+++ PROVIDED INFORMATION

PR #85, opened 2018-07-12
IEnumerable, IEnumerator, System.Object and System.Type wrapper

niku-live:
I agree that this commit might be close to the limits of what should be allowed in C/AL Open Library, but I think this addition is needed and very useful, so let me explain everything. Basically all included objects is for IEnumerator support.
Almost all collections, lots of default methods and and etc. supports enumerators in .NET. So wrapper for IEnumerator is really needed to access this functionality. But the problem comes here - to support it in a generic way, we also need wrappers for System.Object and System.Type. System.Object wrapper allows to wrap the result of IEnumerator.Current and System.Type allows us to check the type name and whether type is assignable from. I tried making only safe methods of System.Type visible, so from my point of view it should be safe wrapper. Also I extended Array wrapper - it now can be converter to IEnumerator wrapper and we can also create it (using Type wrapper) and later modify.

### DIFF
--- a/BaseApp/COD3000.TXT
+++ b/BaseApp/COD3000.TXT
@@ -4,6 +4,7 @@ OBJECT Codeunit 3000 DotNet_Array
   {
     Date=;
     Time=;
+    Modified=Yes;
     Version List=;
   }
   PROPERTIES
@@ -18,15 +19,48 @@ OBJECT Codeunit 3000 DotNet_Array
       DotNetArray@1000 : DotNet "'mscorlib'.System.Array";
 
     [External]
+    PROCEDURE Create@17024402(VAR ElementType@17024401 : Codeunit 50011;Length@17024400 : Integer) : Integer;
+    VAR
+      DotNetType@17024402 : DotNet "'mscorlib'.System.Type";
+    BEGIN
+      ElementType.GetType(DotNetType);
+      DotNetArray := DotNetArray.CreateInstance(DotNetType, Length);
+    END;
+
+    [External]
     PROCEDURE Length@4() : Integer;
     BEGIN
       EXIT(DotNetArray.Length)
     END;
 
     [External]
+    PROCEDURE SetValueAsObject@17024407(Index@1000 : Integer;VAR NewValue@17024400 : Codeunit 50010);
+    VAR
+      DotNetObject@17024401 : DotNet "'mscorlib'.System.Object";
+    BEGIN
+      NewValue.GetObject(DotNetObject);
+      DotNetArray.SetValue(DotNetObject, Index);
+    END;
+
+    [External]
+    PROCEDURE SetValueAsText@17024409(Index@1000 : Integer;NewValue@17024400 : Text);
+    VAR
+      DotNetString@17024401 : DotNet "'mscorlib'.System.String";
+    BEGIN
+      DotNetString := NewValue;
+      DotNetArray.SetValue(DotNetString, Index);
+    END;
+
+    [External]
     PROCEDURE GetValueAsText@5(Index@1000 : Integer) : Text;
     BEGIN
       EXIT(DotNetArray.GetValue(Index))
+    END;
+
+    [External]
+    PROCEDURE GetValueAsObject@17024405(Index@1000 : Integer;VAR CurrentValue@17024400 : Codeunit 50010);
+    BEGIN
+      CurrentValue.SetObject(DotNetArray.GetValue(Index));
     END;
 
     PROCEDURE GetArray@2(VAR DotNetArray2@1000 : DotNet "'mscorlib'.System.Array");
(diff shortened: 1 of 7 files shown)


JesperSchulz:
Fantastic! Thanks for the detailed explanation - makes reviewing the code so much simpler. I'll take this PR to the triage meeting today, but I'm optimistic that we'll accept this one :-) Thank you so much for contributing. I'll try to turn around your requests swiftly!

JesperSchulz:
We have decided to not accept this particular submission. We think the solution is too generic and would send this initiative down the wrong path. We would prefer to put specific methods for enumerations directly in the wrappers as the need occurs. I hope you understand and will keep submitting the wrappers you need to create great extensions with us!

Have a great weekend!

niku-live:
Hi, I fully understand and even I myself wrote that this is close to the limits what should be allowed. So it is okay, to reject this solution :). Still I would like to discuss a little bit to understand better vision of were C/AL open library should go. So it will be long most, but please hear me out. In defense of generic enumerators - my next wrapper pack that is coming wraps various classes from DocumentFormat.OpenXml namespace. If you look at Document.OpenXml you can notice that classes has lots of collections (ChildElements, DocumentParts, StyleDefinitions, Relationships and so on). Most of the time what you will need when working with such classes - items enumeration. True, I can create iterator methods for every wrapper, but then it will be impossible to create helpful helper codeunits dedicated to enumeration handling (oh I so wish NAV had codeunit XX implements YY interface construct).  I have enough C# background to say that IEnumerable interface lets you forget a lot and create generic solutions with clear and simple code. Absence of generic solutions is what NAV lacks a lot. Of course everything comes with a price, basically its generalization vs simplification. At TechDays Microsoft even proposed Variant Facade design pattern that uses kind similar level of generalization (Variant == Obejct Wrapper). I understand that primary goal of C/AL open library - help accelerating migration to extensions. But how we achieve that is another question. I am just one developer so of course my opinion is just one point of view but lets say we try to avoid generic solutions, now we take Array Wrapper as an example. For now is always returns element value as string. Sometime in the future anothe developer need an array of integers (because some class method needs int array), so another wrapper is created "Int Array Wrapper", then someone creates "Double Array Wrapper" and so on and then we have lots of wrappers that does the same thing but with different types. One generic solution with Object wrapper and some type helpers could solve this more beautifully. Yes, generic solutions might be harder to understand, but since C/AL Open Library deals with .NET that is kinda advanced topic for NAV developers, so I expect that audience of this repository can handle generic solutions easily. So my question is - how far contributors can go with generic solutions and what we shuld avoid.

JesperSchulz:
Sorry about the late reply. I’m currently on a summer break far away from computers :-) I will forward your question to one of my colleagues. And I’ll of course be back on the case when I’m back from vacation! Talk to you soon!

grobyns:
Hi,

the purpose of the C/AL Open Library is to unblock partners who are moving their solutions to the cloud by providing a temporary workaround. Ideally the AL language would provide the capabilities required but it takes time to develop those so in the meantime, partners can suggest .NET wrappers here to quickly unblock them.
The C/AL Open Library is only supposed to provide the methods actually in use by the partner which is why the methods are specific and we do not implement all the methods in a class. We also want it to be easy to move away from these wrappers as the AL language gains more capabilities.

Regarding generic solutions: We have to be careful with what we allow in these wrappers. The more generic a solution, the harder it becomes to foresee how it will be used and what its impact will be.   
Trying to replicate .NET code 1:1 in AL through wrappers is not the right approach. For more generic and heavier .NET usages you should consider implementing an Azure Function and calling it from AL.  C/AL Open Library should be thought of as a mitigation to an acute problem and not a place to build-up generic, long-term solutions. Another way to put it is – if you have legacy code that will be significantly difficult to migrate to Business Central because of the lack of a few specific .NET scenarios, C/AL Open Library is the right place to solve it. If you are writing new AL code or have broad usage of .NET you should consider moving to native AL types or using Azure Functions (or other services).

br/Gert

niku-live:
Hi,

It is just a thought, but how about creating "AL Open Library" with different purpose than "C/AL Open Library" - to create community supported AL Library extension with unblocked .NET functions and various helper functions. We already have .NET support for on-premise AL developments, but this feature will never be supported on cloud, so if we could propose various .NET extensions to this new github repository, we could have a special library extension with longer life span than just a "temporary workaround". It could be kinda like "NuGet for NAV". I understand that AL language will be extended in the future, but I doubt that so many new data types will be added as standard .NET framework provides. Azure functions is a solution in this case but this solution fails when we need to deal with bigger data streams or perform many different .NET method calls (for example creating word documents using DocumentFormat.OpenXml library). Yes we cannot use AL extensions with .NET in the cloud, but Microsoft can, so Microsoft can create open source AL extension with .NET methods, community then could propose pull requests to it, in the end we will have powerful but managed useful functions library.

++++++

TASK DETAILS >>
The records are to be repeated in full, exactly as they stand.

YOUR RESPONSE >>
PR #85, opened 2018-07-12
IEnumerable, IEnumerator, System.Object and System.Type wrapper

niku-live:
I agree that this commit might be close to the limits of what should be allowed in C/AL Open Library, but I think this addition is needed and very useful, so let me explain everything. Basically all included objects is for IEnumerator support.
Almost all collections, lots of default methods and and etc. supports enumerators in .NET. So wrapper for IEnumerator is really needed to access this functionality. But the problem comes here - to support it in a generic way, we also need wrappers for System.Object and System.Type. System.Object wrapper allows to wrap the result of IEnumerator.Current and System.Type allows us to check the type name and whether type is assignable from. I tried making only safe methods of System.Type visible, so from my point of view it should be safe wrapper. Also I extended Array wrapper - it now can be converter to IEnumerator wrapper and we can also create it (using Type wrapper) and later modify.

### DIFF
--- a/BaseApp/COD3000.TXT
+++ b/BaseApp/COD3000.TXT
@@ -4,6 +4,7 @@ OBJECT Codeunit 3000 DotNet_Array
   {
     Date=;
     Time=;
+    Modified=Yes;
     Version List=;
   }
   PROPERTIES
@@ -18,15 +19,48 @@ OBJECT Codeunit 3000 DotNet_Array
       DotNetArray@1000 : DotNet "'mscorlib'.System.Array";
 
     [External]
+    PROCEDURE Create@17024402(VAR ElementType@17024401 : Codeunit 50011;Length@17024400 : Integer) : Integer;
+    VAR
+      DotNetType@17024402 : DotNet "'mscorlib'.System.Type";
+    BEGIN
+      ElementType.GetType(DotNetType);
+      DotNetArray := DotNetArray.CreateInstance(DotNetType, Length);
+    END;
+
+    [External]
     PROCEDURE Length@4() : Integer;
     BEGIN
       EXIT(DotNetArray.Length)
     END;
 
     [External]
+    PROCEDURE SetValueAsObject@17024407(Index@1000 : Integer;VAR NewValue@17024400 : Codeunit 50010);
+    VAR
+      DotNetObject@17024401 : DotNet "'mscorlib'.System.Object";
+    BEGIN
+      NewValue.GetObject(DotNetObject);
+      DotNetArray.SetValue(DotNetObject, Index);
+    END;
+
+    [External]
+    PROCEDURE SetValueAsText@17024409(Index@1000 : Integer;NewValue@17024400 : Text);
+    VAR
+      DotNetString@17024401 : DotNet "'mscorlib'.System.String";
+    BEGIN
+      DotNetString := NewValue;
+      DotNetArray.SetValue(DotNetString, Index);
+    END;
+
+    [External]
     PROCEDURE GetValueAsText@5(Index@1000 : Integer) : Text;
     BEGIN
       EXIT(DotNetArray.GetValue(Index))
+    END;
+
+    [External]
+    PROCEDURE GetValueAsObject@17024405(Index@1000 : Integer;VAR CurrentValue@17024400 : Codeunit 50010);
+    BEGIN
+      CurrentValue.SetObject(DotNetArray.GetValue(Index));
     END;
 
     PROCEDURE GetArray@2(VAR DotNetArray2@1000 : DotNet "'mscorlib'.System.Array");
(diff shortened: 1 of 7 files shown)


JesperSchulz:
Fantastic! Thanks for the detailed explanation - makes reviewing the code so much simpler. I'll take this PR to the triage meeting today, but I'm optimistic that we'll accept this one :-) Thank you so much for contributing. I'll try to turn around your requests swiftly!

JesperSchulz:
We have decided to not accept this particular submission. We think the solution is too generic and would send this initiative down the wrong path. We would prefer to put specific methods for enumerations directly in the wrappers as the need occurs. I hope you understand and will keep submitting the wrappers you need to create great extensions with us!

Have a great weekend!

niku-live:
Hi, I fully understand and even I myself wrote that this is close to the limits what should be allowed. So it is okay, to reject this solution :). Still I would like to discuss a little bit to understand better vision of were C/AL open library should go. So it will be long most, but please hear me out. In defense of generic enumerators - my next wrapper pack that is coming wraps various classes from DocumentFormat.OpenXml namespace. If you look at Document.OpenXml you can notice that classes has lots of collections (ChildElements, DocumentParts, StyleDefinitions, Relationships and so on). Most of the time what you will need when working with such classes - items enumeration. True, I can create iterator methods for every wrapper, but then it will be impossible to create helpful helper codeunits dedicated to enumeration handling (oh I so wish NAV had codeunit XX implements YY interface construct).  I have enough C# background to say that IEnumerable interface lets you forget a lot and create generic solutions with clear and simple code. Absence of generic solutions is what NAV lacks a lot. Of course everything comes with a price, basically its generalization vs simplification. At TechDays Microsoft even proposed Variant Facade design pattern that uses kind similar level of generalization (Variant == Obejct Wrapper). I understand that primary goal of C/AL open library - help accelerating migration to extensions. But how we achieve that is another question. I am just one developer so of course my opinion is just one point of view but lets say we try to avoid generic solutions, now we take Array Wrapper as an example. For now is always returns element value as string. Sometime in the future anothe developer need an array of integers (because some class method needs int array), so another wrapper is created "Int Array Wrapper", then someone creates "Double Array Wrapper" and so on and then we have lots of wrappers that does the same thing but with different types. One generic solution with Object wrapper and some type helpers could solve this more beautifully. Yes, generic solutions might be harder to understand, but since C/AL Open Library deals with .NET that is kinda advanced topic for NAV developers, so I expect that audience of this repository can handle generic solutions easily. So my question is - how far contributors can go with generic solutions and what we shuld avoid.

JesperSchulz:
Sorry about the late reply. I’m currently on a summer break far away from computers :-) I will forward your question to one of my colleagues. And I’ll of course be back on the case when I’m back from vacation! Talk to you soon!

grobyns:
Hi,

the purpose of the C/AL Open Library is to unblock partners who are moving their solutions to the cloud by providing a temporary workaround. Ideally the AL language would provide the capabilities required but it takes time to develop those so in the meantime, partners can suggest .NET wrappers here to quickly unblock them.
The C/AL Open Library is only supposed to provide the methods actually in use by the partner which is why the methods are specific and we do not implement all the methods in a class. We also want it to be easy to move away from these wrappers as the AL language gains more capabilities.

Regarding generic solutions: We have to be careful with what we allow in these wrappers. The more generic a solution, the harder it becomes to foresee how it will be used and what its impact will be.   
Trying to replicate .NET code 1:1 in AL through wrappers is not the right approach. For more generic and heavier .NET usages you should consider implementing an Azure Function and calling it from AL.  C/AL Open Library should be thought of as a mitigation to an acute problem and not a place to build-up generic, long-term solutions. Another way to put it is – if you have legacy code that will be significantly difficult to migrate to Business Central because of the lack of a few specific .NET scenarios, C/AL Open Library is the right place to solve it. If you are writing new AL code or have broad usage of .NET you should consider moving to native AL types or using Azure Functions (or other services).

br/Gert

niku-live:
Hi,

It is just a thought, but how about creating "AL Open Library" with different purpose than "C/AL Open Library" - to create community supported AL Library extension with unblocked .NET functions and various helper functions. We already have .NET support for on-premise AL developments, but this feature will never be supported on cloud, so if we could propose various .NET extensions to this new github repository, we could have a special library extension with longer life span than just a "temporary workaround". It could be kinda like "NuGet for NAV". I understand that AL language will be extended in the future, but I doubt that so many new data types will be added as standard .NET framework provides. Azure functions is a solution in this case but this solution fails when we need to deal with bigger data streams or perform many different .NET method calls (for example creating word documents using DocumentFormat.OpenXml library). Yes we cannot use AL extensions with .NET in the cloud, but Microsoft can, so Microsoft can create open source AL extension with .NET methods, community then could propose pull requests to it, in the end we will have powerful but managed useful functions library.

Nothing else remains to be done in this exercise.